**BRIEF**
Track down every line below that holds "ActualUserPayloadSize" and copy it.

**STUDY MATERIAL**
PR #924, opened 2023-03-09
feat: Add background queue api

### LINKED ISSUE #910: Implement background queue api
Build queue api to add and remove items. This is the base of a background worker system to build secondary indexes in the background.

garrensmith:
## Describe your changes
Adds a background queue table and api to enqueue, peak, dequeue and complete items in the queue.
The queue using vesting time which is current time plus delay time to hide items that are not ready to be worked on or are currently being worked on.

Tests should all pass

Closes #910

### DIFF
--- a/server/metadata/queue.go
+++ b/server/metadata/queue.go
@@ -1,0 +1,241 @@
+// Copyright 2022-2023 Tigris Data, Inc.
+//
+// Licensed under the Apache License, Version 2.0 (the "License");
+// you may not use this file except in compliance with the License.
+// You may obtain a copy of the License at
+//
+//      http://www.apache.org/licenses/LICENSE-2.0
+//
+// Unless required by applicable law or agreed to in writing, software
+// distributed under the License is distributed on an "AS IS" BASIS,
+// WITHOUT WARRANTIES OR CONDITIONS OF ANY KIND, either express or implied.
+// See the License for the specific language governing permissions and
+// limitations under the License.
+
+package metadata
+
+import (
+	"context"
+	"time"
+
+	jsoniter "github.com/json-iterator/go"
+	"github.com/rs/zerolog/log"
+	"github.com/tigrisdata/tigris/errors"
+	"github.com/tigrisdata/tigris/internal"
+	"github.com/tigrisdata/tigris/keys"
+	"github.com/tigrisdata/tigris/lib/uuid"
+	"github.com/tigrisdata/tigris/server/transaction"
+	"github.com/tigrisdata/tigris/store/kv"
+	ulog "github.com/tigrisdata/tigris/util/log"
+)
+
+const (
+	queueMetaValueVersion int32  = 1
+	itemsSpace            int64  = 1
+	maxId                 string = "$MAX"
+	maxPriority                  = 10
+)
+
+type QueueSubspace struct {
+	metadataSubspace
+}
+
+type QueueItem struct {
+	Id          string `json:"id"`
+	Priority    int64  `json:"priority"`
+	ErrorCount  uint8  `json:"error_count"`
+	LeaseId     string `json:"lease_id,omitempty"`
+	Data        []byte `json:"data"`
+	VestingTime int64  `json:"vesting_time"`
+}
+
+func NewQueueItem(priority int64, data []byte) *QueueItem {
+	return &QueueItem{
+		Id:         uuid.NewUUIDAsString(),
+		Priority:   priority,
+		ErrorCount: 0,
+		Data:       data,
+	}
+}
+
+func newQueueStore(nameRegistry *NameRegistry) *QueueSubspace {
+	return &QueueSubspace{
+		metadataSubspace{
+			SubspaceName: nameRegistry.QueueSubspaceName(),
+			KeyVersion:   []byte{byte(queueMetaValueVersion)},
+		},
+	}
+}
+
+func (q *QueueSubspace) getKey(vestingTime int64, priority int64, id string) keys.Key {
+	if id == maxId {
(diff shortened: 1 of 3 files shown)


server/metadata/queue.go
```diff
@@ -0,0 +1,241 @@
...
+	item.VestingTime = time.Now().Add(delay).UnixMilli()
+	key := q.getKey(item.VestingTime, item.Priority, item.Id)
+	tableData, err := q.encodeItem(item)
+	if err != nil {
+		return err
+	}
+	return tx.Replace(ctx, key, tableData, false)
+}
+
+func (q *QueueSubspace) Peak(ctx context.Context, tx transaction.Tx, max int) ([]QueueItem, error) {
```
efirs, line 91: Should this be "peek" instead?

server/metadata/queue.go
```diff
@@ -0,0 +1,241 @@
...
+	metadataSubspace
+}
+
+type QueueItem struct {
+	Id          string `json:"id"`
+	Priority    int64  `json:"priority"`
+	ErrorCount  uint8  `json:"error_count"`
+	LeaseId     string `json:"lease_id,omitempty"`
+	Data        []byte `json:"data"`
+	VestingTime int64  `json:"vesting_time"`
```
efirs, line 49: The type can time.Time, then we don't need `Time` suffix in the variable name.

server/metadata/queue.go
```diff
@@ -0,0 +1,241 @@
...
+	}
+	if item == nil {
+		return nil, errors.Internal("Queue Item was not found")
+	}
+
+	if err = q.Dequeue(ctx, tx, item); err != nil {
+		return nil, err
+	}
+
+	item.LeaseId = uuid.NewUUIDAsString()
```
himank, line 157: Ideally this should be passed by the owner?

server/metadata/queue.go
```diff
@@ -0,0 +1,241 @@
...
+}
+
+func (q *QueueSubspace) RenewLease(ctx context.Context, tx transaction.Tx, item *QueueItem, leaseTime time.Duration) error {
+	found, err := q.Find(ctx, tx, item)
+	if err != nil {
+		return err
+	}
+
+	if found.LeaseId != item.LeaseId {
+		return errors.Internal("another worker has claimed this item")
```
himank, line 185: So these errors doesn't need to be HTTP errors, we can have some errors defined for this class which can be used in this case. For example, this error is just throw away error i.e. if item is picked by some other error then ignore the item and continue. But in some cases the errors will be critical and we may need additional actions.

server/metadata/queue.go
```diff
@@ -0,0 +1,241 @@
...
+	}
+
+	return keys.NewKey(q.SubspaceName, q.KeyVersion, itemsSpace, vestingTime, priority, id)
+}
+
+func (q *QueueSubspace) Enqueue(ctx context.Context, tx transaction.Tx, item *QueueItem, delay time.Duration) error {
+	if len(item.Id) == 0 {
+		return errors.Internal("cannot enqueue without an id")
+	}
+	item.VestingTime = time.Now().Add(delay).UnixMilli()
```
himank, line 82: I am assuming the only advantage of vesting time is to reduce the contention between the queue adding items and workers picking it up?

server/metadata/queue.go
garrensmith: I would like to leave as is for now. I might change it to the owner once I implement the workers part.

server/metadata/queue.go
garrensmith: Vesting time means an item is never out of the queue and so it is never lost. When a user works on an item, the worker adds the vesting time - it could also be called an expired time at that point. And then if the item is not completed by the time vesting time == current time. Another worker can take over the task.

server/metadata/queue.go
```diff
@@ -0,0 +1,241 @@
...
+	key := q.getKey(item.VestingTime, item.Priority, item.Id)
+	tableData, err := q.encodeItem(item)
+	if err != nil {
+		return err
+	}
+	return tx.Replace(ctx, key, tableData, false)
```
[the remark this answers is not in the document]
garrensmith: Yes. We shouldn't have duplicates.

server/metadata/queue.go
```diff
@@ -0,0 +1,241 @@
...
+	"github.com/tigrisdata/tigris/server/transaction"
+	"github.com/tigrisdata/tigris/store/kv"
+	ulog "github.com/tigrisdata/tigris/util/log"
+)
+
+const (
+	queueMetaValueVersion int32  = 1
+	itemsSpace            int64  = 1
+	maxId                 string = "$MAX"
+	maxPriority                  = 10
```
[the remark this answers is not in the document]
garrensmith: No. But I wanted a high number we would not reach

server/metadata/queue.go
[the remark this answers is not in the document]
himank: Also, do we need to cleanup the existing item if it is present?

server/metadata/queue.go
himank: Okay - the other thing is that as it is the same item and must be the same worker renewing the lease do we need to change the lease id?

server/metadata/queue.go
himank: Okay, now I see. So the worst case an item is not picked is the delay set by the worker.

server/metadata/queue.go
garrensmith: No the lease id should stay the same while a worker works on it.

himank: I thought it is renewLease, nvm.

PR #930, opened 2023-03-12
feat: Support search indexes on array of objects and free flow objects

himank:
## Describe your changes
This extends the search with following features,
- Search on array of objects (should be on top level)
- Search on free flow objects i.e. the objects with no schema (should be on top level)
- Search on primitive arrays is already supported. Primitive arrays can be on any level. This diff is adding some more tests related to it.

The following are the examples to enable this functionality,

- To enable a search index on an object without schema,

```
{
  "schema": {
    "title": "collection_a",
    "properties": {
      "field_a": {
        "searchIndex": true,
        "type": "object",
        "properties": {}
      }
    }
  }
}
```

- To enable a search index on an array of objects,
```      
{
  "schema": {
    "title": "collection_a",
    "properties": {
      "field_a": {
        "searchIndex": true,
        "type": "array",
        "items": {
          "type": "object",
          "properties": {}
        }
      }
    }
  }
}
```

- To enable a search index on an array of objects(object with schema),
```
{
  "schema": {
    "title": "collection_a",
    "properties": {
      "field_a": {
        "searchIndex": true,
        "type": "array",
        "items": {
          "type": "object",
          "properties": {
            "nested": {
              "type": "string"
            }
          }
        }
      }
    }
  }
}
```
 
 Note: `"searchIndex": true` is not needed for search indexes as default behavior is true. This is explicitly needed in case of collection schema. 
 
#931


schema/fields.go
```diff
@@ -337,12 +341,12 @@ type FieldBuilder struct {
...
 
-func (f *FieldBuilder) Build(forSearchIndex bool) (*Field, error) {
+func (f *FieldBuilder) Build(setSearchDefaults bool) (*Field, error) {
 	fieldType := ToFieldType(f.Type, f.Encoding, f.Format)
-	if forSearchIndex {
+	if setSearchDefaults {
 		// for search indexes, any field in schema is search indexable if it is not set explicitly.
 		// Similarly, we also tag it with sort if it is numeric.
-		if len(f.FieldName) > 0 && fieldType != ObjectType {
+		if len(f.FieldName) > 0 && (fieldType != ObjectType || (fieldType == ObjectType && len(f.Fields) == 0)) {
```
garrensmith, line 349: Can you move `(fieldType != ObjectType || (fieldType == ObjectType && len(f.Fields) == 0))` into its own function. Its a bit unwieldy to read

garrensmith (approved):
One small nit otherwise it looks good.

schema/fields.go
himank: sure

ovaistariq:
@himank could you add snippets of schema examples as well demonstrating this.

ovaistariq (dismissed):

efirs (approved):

---

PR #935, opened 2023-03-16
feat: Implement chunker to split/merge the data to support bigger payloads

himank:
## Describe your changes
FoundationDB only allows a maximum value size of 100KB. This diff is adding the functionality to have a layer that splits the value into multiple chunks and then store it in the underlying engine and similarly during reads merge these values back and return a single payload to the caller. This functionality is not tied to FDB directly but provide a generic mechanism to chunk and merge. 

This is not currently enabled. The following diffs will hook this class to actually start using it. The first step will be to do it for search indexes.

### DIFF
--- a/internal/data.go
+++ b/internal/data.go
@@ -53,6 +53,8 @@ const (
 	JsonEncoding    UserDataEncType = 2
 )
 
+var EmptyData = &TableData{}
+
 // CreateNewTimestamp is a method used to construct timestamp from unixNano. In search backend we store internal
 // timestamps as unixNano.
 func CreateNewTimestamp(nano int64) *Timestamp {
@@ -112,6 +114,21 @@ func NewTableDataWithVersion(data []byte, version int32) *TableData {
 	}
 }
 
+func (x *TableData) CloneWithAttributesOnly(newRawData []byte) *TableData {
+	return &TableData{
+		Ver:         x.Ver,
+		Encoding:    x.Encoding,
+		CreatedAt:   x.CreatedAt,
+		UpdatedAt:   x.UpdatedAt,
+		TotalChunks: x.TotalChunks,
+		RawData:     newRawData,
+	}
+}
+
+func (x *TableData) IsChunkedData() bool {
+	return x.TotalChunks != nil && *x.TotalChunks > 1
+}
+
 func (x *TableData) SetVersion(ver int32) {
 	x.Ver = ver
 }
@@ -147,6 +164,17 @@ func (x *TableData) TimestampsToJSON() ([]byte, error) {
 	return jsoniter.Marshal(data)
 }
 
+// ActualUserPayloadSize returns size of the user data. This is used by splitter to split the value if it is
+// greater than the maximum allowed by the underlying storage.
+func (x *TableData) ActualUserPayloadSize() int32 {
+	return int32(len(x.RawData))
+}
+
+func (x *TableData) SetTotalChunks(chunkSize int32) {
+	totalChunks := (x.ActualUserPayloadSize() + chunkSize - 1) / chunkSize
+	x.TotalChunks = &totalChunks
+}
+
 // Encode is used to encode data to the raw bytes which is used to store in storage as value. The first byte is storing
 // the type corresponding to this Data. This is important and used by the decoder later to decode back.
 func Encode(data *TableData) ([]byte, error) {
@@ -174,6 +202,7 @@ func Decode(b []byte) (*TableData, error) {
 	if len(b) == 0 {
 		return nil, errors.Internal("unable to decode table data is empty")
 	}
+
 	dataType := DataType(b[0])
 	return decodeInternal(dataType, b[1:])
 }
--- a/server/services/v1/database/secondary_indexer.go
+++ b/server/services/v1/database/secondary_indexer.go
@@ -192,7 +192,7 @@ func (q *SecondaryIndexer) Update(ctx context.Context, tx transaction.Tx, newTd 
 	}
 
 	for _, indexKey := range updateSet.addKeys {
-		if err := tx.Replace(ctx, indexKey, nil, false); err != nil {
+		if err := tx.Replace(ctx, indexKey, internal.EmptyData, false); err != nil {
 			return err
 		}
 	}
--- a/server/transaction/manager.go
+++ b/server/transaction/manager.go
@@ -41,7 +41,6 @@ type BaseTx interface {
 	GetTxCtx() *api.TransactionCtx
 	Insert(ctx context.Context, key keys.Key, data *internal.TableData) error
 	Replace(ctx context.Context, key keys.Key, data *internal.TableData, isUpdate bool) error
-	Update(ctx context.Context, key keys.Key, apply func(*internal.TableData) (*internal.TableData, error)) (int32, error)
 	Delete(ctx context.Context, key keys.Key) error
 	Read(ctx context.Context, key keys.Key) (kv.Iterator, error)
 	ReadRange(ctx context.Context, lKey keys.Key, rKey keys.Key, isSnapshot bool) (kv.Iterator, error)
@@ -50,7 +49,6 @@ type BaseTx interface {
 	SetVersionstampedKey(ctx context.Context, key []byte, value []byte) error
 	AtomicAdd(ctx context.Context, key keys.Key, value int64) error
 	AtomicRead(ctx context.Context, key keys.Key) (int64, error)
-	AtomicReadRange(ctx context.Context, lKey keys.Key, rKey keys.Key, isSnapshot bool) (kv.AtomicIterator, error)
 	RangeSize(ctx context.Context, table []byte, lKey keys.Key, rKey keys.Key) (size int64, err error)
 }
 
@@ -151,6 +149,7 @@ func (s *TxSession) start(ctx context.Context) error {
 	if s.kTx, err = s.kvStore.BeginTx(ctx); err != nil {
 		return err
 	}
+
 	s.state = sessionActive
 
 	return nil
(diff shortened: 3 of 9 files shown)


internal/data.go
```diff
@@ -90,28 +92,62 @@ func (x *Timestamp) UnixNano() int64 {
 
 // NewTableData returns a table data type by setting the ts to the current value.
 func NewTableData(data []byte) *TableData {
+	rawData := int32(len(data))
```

==

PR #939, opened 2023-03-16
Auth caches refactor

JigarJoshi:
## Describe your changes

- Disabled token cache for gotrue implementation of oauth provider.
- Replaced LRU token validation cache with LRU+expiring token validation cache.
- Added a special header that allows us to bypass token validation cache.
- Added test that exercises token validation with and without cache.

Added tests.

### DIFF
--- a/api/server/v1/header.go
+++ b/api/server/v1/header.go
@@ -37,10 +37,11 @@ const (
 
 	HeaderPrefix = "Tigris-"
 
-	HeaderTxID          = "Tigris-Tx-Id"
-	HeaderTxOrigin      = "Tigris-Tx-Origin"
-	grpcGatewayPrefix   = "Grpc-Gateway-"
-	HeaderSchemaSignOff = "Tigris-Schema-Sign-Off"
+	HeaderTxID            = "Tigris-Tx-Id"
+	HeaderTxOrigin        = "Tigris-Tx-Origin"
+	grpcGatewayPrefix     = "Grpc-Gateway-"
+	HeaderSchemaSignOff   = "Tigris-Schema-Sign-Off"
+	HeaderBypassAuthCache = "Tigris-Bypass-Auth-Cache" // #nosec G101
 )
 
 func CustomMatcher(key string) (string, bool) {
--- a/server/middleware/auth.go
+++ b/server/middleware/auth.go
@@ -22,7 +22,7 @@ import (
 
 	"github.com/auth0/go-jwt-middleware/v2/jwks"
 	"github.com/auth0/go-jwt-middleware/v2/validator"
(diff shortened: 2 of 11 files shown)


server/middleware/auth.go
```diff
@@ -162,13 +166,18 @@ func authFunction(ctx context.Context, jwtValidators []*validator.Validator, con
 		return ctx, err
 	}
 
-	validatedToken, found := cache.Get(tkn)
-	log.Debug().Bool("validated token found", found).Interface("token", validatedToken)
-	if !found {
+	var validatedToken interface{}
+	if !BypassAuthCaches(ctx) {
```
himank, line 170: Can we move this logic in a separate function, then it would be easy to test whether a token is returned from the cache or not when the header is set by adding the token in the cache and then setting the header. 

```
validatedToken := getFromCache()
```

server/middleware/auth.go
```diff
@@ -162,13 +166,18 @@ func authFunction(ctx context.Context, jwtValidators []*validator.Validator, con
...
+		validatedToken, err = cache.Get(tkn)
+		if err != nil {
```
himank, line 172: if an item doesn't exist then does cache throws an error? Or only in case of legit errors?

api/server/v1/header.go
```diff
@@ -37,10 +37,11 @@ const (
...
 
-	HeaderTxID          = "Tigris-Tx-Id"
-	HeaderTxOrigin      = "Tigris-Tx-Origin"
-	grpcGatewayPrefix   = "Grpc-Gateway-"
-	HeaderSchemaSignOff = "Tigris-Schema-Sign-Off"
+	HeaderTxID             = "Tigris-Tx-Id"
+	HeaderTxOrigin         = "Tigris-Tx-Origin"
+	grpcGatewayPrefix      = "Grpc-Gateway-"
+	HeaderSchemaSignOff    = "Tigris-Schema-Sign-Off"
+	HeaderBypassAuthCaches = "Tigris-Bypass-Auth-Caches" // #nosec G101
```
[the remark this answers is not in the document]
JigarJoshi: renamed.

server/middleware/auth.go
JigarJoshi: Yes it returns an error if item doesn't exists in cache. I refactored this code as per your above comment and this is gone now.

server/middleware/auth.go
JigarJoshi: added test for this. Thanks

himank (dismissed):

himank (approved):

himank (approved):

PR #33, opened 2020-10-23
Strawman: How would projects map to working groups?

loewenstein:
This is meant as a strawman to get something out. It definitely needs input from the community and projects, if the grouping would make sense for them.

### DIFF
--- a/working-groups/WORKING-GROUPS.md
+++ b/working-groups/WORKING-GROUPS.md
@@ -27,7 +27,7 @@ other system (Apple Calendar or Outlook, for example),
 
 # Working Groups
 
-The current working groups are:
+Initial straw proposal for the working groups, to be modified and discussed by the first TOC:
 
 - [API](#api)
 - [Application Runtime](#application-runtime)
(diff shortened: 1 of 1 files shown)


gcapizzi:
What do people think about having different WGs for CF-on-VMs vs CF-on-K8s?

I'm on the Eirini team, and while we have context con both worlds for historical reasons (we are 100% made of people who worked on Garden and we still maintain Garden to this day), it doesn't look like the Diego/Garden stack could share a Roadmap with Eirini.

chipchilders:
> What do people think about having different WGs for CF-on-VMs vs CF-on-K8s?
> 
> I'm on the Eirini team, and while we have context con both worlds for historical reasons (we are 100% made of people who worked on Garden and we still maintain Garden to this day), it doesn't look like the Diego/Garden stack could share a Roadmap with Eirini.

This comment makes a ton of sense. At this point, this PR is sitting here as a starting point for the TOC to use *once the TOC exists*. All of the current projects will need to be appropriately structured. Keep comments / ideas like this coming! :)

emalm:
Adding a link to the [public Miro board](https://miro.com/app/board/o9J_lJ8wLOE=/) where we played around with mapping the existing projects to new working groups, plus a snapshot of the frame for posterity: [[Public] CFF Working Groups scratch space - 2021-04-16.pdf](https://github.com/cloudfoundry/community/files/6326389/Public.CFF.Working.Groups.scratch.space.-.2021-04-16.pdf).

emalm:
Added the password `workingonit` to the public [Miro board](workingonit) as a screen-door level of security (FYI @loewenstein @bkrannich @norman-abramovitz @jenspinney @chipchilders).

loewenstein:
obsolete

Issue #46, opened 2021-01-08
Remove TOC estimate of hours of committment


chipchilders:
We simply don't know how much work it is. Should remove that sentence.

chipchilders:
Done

**SOLVED PROBLEM**
+// ActualUserPayloadSize returns size of the user data. This is used by splitter to split the value if it is
+func (x *TableData) ActualUserPayloadSize() int32 {
+	totalChunks := (x.ActualUserPayloadSize() + chunkSize - 1) / chunkSize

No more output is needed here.